Ну, слушай: «Некто раз послал вороне
кусок дерьма» (изысканнейший фортель,
не правда ль?)… – Милый, чем тебе помочь,
рассыпавшемуся на элементы,
что составляли ссыхлущее тело? –
(Не я, но – смерть: «прости, я не хотела».)

Что – человек? – – кромешный промежуток,
совокупленье вечности и точки,
источник концентрических кругов
тепла, дыханья, голоса и пульса. –
Короче: эхо, чей распадок – жуток,
понеже для наиважнейшей строчки
не остаётся времени. И – слов.
(Давно учила мама: «не сутулься», –
я выпрямлялся. Тут же: по хребтине
мне – жизнь.) – Как не завидовать рептильям?!

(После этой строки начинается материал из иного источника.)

PR #735, opened 2017-08-29
handling the payment finalized state in the order summary tab

rmisio:
To test, add the following line before the return in parse() of the Order model:
`response.state = 'PAYMENT_FINALIZED';`

If an order is in the finalized state, the following message will be added below the progress bar:

image

The message is geared towards the vendor because the server will only ever update the vendor's order with that state.

When in this state, the progress bar will default to the first position, even though it's possible the order progressed beyond that position. It would take a bit of work to determine what state they had been in before the finalized state and since we're minimally addressing the finalized state at this point, we'll defer on the progress bar being completely accurate.

### DIFF
--- a/js/templates/modals/orderDetail/summaryTab/summary.html
+++ b/js/templates/modals/orderDetail/summaryTab/summary.html
@@ -8,6 +8,7 @@
 </div>
 <hr class="clrBr rowLg" />
 <div class="js-statusProgressBarContainer statusProgressBarContainer"></div>
+<p class="js-paymentFinalizedMsg clrTErr hide" style="margin-top: 10px"><span class="ion-alert-circled padSm"></span><%= ob.polyT('orderDetail.summaryTab.vendorFinalizedPayment') %></p>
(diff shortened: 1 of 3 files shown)


js/templates/modals/orderDetail/summaryTab/summary.html
```diff
@@ -8,6 +8,7 @@ <h1 class="inline tx4"><%= ob.polyT('orderDetail.summaryTab.orderNumber', { orde
 </div>
 <hr class="clrBr rowLg" />
 <div class="js-statusProgressBarContainer statusProgressBarContainer"></div>
+<p class="js-paymentFinalizedMsg clrTErr hide" style="margin-top: 10px"><span class="ion-alert-circled padSm"></span><%= ob.polyT('orderDetail.summaryTab.vendorFinalizedPayment') %></p>
```
rmisio: Cut a corner and embedded some css, since this is a temporary message that we'll very likely be refactoring.

PR #742, opened 2017-08-31
Fix search pagination

jjeffryes:
This fixes 2 issues:
- the first number in the page range was incorrect when the end was smaller than the page size (ex: when showing 20 to 33, the first number was 14 instead of 20).
- when doing a new search, the old server page value was not being cleared, so if someone was on page 4 and made a new search, the new search would start on page 4.


js/models/wallet/Spend.js
```diff
@@ -118,7 +118,7 @@ export function spend(fields) {
   const attrs = {
     currency: app && app.settings && app.settings.get('localCurrency') || 'BTC',
     feeLevel: app &&
-    app.localSettings && app.localSettings.get('defaultTransactionFee') || 'PRIORITY',
+      app.localSettings && app.localSettings.get('defaultTransactionFee') || 'PRIORITY',
```
jjeffryes: I'm not sure why this updated. It was over the line character limit, but I don't think I have my IDE set to automatically fix that.

jjeffryes: I think this is an old fix it picked up for this line being over the 80 character limit.

PR #745, opened 2017-08-31
Update search

jjeffryes:
- remove the active provider and all related code
- if no default has been set, show a tooltip instead of search results, when the user selects a search provider it will be set as the default and the search query will fire

To test this, you can either clear your local storage, or do the following:

1. add search.ob1.io as a new provider
2. set it as your default
3. remove it
4. navigate away
5. navigate back to search

image


morebrownies:
Looks good to me 👍

js/templates/search/Providers.html
```diff
@@ -8,7 +8,14 @@
   </div>
 </div>
 <div class="providersBar flexExpand">
-  <div class="providerWrapper gutterH margR js-providerWrapper"></div>
+  <div class="providerWrapper gutterH <% if(!ob.selecting) print('margR') %> js-providerWrapper">
+    <% if (ob.selecting) { %>
+      <div class="selectingBox confirmBox arrowBoxTop clrP clrBr clrSh1">
+        <h2>Select a default search provider</h2>
```
rmisio: I think we need some translations here.

js/views/search/SearchProviders.js
```diff
@@ -83,7 +83,10 @@ export default class extends BaseView {
         const view = this.createProviderView(provider);
         if (view) {
           this.providerViews.push(view);
-          view.render().$el.appendTo(providerFrag);
+          if (provider.get(this.options.urlType)) {
```
rmisio: Could we do something with urlType in the constructor? Either default it or throw an exception if it's not provided? It's use multiple times in this view and, unless a dev digs through the code, they'd have no idea they should provide it.

rmisio:
@morebrownies are you fine with the text size of 10px in that tooltip? It seems a little small to me?

morebrownies:
> @morebrownies are you fine with the text size of 10px in that tooltip? It seems a little small to me?

Good call, would be worth bumping it up a few pixels.

jjeffryes:
@morebrownies @rmisio Good catches. This is updated.

morebrownies:
👍

PR #751, opened 2017-09-01
Adds a beta label

### LINKED ISSUE #744: Add Beta Label
While in beta, add a beta label:
- if in beta on mainnet, show a beta label where the testnet label is
- if in beta on testnet, show a beta testnet label where the testnet label is (ie: add the word beta to i)
- if out of beta on testnet show the normal testnet label

jjeffryes:
Adds s beta label where the test label is. The label is always visible, if the user is using testnet it will say "Beta Testnet", if the user is on mainnet it will just say "Beta".

Closes #744

### DIFF
--- a/js/templates/pageNav.html
+++ b/js/templates/pageNav.html
@@ -37,9 +37,9 @@
           </div>
 
           <div id="testnetFlag" class="btn barBtn normalBtn clrP clrBr" >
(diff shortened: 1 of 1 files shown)


rmisio:
The code looks fine to me. I'll leave the visual review to @morebrownies.

morebrownies:
Looks good 👍

PR #756, opened 2017-09-02
Order patch

### LINKED ISSUE #658: Written memo is not being displayed on order details
v.2.0.6
w7 64 bits

It always displays as "n/a" regardless of what is written.
memo

### LINKED ISSUE #659: Email address should be displayed on order details
Email address given by buyer should be displayed on order details.

emailorder

### LINKED ISSUE #728: Email input on additional information has no validation
There is no validation on the format, it accepts text without @

jjeffryes:
This fixes some issues with order data.
- the memo is correctly saved when purchasing an item.
- the alternate contact data is shown in the order details.
- the Email field in the purchase is updated to "Email Address or Phone Number", since this is not an email field, the field is for any alternate contact method.

Closes #728 
Closes #659 
Closes #658 

image

image

### DIFF
--- a/js/templates/modals/orderDetail/summaryTab/orderDetails.html
+++ b/js/templates/modals/orderDetail/summaryTab/orderDetails.html
@@ -74,7 +74,7 @@
                   <b><%= ob.polyT('orderDetail.summaryTab.orderDetails.addressNotes') %></b>
                 </div>
                 <div>
-                  <i><%= ob.order.shipping.addressNotes %></i>
+                  <%= ob.order.shipping.addressNotes %>
                 </div>
               </div>
             <% } %>
--- a/js/templates/modals/orderDetail/summaryTab/orderDetails.html
+++ b/js/templates/modals/orderDetail/summaryTab/orderDetails.html
@@ -113,7 +113,7 @@
       <div class="flexRow gutterH">
         <div class="col6">
           <div class="gutterVTn">
-            <div class="txB">Memo</div>
+            <div class="txB"><%= ob.polyT('orderDetail.summaryTab.orderDetails.memo') %></div>
             <div><%= item.memo ? ob.parseEmojis(item.memo) : ob.polyT('orderDetail.summaryTab.notApplicable') %></div>
           </div>
         </div>
@@ -121,7 +121,7 @@
           <div>
             <div class="gutterVTn">
               <div class="txB"><%= ob.polyT('orderDetail.summaryTab.orderDetails.alternateContact') %></div>
-              <div><%= ob.order.alternateContactInfo %></div>
+              <div><%= ob.order.alternateContactInfo ? ob.order.alternateContactInfo : ob.polyT('orderDetail.summaryTab.notApplicable') %></div>
             </div>
           </div>
         </div>
--- a/js/templates/modals/orderDetail/summaryTab/orderDetails.html
+++ b/js/templates/modals/orderDetail/summaryTab/orderDetails.html
@@ -50,14 +50,17 @@
           <% if (ob.order.shipping && ob.order.shipping.country !== 'NA') { %>
             <div><%= ob.order.shipping.shipTo %></div>
             <% if (ob.order.shipping.address) { %>
-            <div><%= ob.order.shipping.address %></div>
+              <div><%= ob.order.shipping.address %></div>
             <% } %>
             <% if (addressLine3) { %>
-            <div><%= addressLine3 %></div>
+              <div><%= addressLine3 %></div>
             <% } %>
-            <div><%= addressLine4 %></div>
+              <div><%= addressLine4 %></div>
             <% if (ob.order.shipping.addressNotes) { %>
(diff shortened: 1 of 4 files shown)


rhcastilhos:
"Ship to" field shouldn't display additional information (e-mail and/or phone) together with shipping address. The first one is private information (only seller should be informed) and the other is public information (shipping carrier can know).

jjeffryes:
@rhcastilhos I don't understand your comment. The additional contact information is optional, and is added to the contract for the seller to use to contact the buyer.

It's only displayed to the buyer and seller.

rhcastilhos:
I agree that additional information should be displayed on order details, but not on the same field of the shipping address.

As a customer, when I see my telephone or email written together with shipping address, it feels that those informations will be transmited to shipping carrier. But I want only my shipping address to be transmitted to third parties (besides vendor).

jjeffryes:
All of the information is only shown to the vendor. If they wanted to give it to a shipping company they can, regardless of where we show it.

rhcastilhos:
Contact information shouldn't be displayed together with shipping address because:
1. Buyer may not want his e-mail/phone printed outside of his package (on a shipping address tag).
2. Buyer may want to send his order to some friend, but want to inform his own phone and not his phone

rhcastilhos:
If additional contact field can be used both for email and phone, I believe it should be split in 2 different fields (one for email and one for phone). This would facilitate exporting customer data to some database sheet.

jjeffryes:
This is updated to move the additional contact information to another area. It also no longer copies it with the address.

The field can be anything currently, we can't separate it because we don't know what data is in it. 

We can consider changing it to specific, validated fields for email, phone, or other contact methods in the future.

rhcastilhos:
Good. So I would suggest changing field title from "Email address or Phone Number" to "Additional Contact Information" and changing default value from "name@email.com" to "name@email.com or your phone number".

js/templates/modals/orderDetail/summaryTab/orderDetails.html
```diff
@@ -110,10 +110,23 @@ <h2 class="tx4 margRTn"><%= ob.polyT('orderDetail.summaryTab.orderDetails.headin
         </div>
       </div>
       <hr class="clrBr" />
-      <div class="gutterVTn">
-        <div class="txB">Memo</div>
-        <div><%= item.memo ? ob.parseEmojis(item.memo) : ob.polyT('orderDetail.summaryTab.notApplicable') %></div>
+      <div class="flexRow gutterH">
+        <div class="col6">
+          <div class="gutterVTn">
+            <div class="txB">Memo</div>
```
rmisio: Can we translate this? (I understand that was not an oversight on your part - I missed it)

js/templates/modals/orderDetail/summaryTab/orderDetails.html
```diff
@@ -110,10 +110,23 @@ <h2 class="tx4 margRTn"><%= ob.polyT('orderDetail.summaryTab.orderDetails.headin
...
+            <div><%= item.memo ? ob.parseEmojis(item.memo) : ob.polyT('orderDetail.summaryTab.notApplicable') %></div>
+          </div>
+        </div>
+        <div class="col6">
+          <div>
+            <div class="gutterVTn">
+              <div class="txB"><%= ob.polyT('orderDetail.summaryTab.orderDetails.alternateContact') %></div>
+              <div><%= ob.order.alternateContactInfo %></div>
```
rmisio: To follow suit with the other fields, can we show `ob.polyT('orderDetail.summaryTab.notApplicable')` if there is not alternate contact info set?

image

^^^ all empty fields show an n/a.

rmisio:
@morebrownies Does that address note look ok to you?

image

It all looks a bit too jammed together to me, but in case I'm overthinking, I defer to you.

jjeffryes:
Updated design for the address notes coming up.

jjeffryes:
image

rmisio:
image

A few thoughts:
1.) I'm not sure we want the colon after the notes, since none of the other labels have it.
2.) Are the italic really necessary here? Since the address notes are in their own section, they already are aesthetically separated from the address. Seems a bit overkill to me.
3.) Is it clear that these are address notes? If I didn't know they were, I would just think this was a section for generic notes. If it makes sense to others, I could totally get over this concern.

Aside for these points, this LGTM. I'll hold off on merging until @morebrownies can chime in.

@jjeffryes If it's urgent that this go in tonight, I suppose we could always merge and then put in a patch if Mike wants anything changed.

jjeffryes:
Good points. Updated.

image

morebrownies:
I like what you guys landed on. One small suggestion...

Let's make sure to be consistent with the `Delivery notes` label. In the new address form, we label it as `Shipping notes`. It should be changed to `Delivery notes`

screenshot 2017-09-06 09 26 44

jjeffryes:
Updated to Delivery Notes in the settings too.

PR #764, opened 2017-09-04
Don't show moderators that have the wrong currency

jjeffryes:
This will check the currency accepted by a mod, and not show moderators that use the wrong currency (BTC vs. tBTC) for the network (mainnet vs. testnet).

### DIFF
--- a/js/collections/Moderators.js
+++ b/js/collections/Moderators.js
@@ -61,8 +61,11 @@ export default class extends Collection {
         // don't add excluded ids or your own id
         const notExcluded = excludeList.indexOf(mod.id) === -1 && mod.id !== app.profile.id;
         // don't add if not a mod or the mod data is missing
+        // don't add if the currency doesn't match the network
+        const cur = !!app.serverConfig.testnet ? 'tBTC' : 'BTC';
+        const validCur = mod.get('moderatorInfo').get('acceptedCurrencies').indexOf(cur) > -1;
         if (!mod.isModerator) this.trigger('invalidMod', { id: mod.id });
-        return mod.isModerator && notExcluded;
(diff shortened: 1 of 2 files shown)


js/collections/Moderators.js
```diff
@@ -61,8 +61,11 @@ export default class extends Collection {
         // don't add excluded ids or your own id
         const notExcluded = excludeList.indexOf(mod.id) === -1 && mod.id !== app.profile.id;
         // don't add if not a mod or the mod data is missing
+        // don't add if the currency doesn't match the network
+        const cur = !!app.serverConfig.testnet ? 'tBTC' : 'BTC';
```
rmisio: Could you use `app.serverConfig.cryptoCurrency` to determine the currency as opposed to the testnet flag? That would make it more robust once we start handling other crypto currency values.

js/views/modals/purchase/Moderators.js
```diff
@@ -98,7 +98,16 @@ export default class extends baseVw {
                     // don't add profiles that are not moderators. The ID list may have peerIDs
                     // that are out of date, and are no longer moderators.
                     if (eventData.profile.moderator && eventData.profile.moderatorInfo) {
-                      this.moderatorsCol.add(eventData.profile);
+                      // if the moderator has an invalid currency, remove them from the list
+                      const buyerCur = !!app.serverConfig.testnet ? 'tBTC' : 'BTC';
```
rmisio: Same as above. Can we use `app.serverConfig.cryptoCurrency`?

FWIW, in my config, I'm seeing the `TBTC` as all caps. If you're seeing it sometimes come back as `tBTC`, we may need to uppercase it.

PR #766, opened 2017-09-04
Update electron to 1.7.5 [WIP]

jjeffryes:
Note: do not merge until this is thoroughly tested on all OSes.

- [ ] Tested on Win32
- [ ] Tested on Win64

…Я кутаюсь в дырявую куртёнку.
Сухая вьюга лихо хлещет в рожу.
Да мне бы только перезимовать! –
хоть на помойке (вдруг – кусок колбаски?)
недо-живым заброшенным котёнком… –
Вам не нужна моя любовь. Так что же? –
Мне есть, кого любить, помимо вас.
Мне есть, кому мяукать на ночь сказки,
и кто – погладит (пусть и против шёрстки). –
Судьба жестока, вот душа и жёстка.

Любовь ли перевёртышем картавым
вздымает страсти грузное цунами,
смывающее полматерика?.. –
Но – ша! Молчу. Не то – навзрыд заплачу,
опять поправ приличья и уставы… –
Ведь до сих пор следит, слезясь, за нами
кошачий хищный глаз ростовщика,
ссужающего под процент удачу.
(Наивные, кому мы доверяем?!) –
Замри! в носу привычно ковыряя.

Нет, не любовь! – поскольку: вероломство,
варфоломейство права первой ночи –
уродство, растворённое в крови,
есть движущая сила всякой власти.
На этом мы, давай-ка, и прервёмся,
измятый детством голенький кленочек,
соскучившийся по большой любви
и сохнущий в разгуле любострастий,
что понуждает: грохать, дохать, охать… –
Сему есть имя правильное – «похоть».

Безволием уютным ты изнежен. –
Эпоха опошления трагедий,
безвременье скругления углов
тебя убили. – Точку ставить рано.
Отточие?.. Пожалуй… – Белоснежен
(ты помнишь?) – в задушевнейшей беседе
твой чуткий взор (я – помню!), но смугло –
чело (точь-в-точь, у нового барана,
бодающего старые ворота). –
Прости. Прощай. (Хотя и неохота.)


P.S. Каким изгибом въедливых фантазий
 рождён ты? Что тебя накуковало-
 наглюкало? Зачем – ты? И к чему
 с тобой столкнулся Некто, как нарочно:
 сноп искр из глаз – два сноба – два барана
 (а просится: «в экстазе»!) – два провала
 сознания?.. Не учит ничему
 нас жизнь (уж Некту-то, я знаю, – точно!) –
 
P.P.S. И всё-таки, перемогая плоть,
  душа щемит: «спаси – тебя – Господь».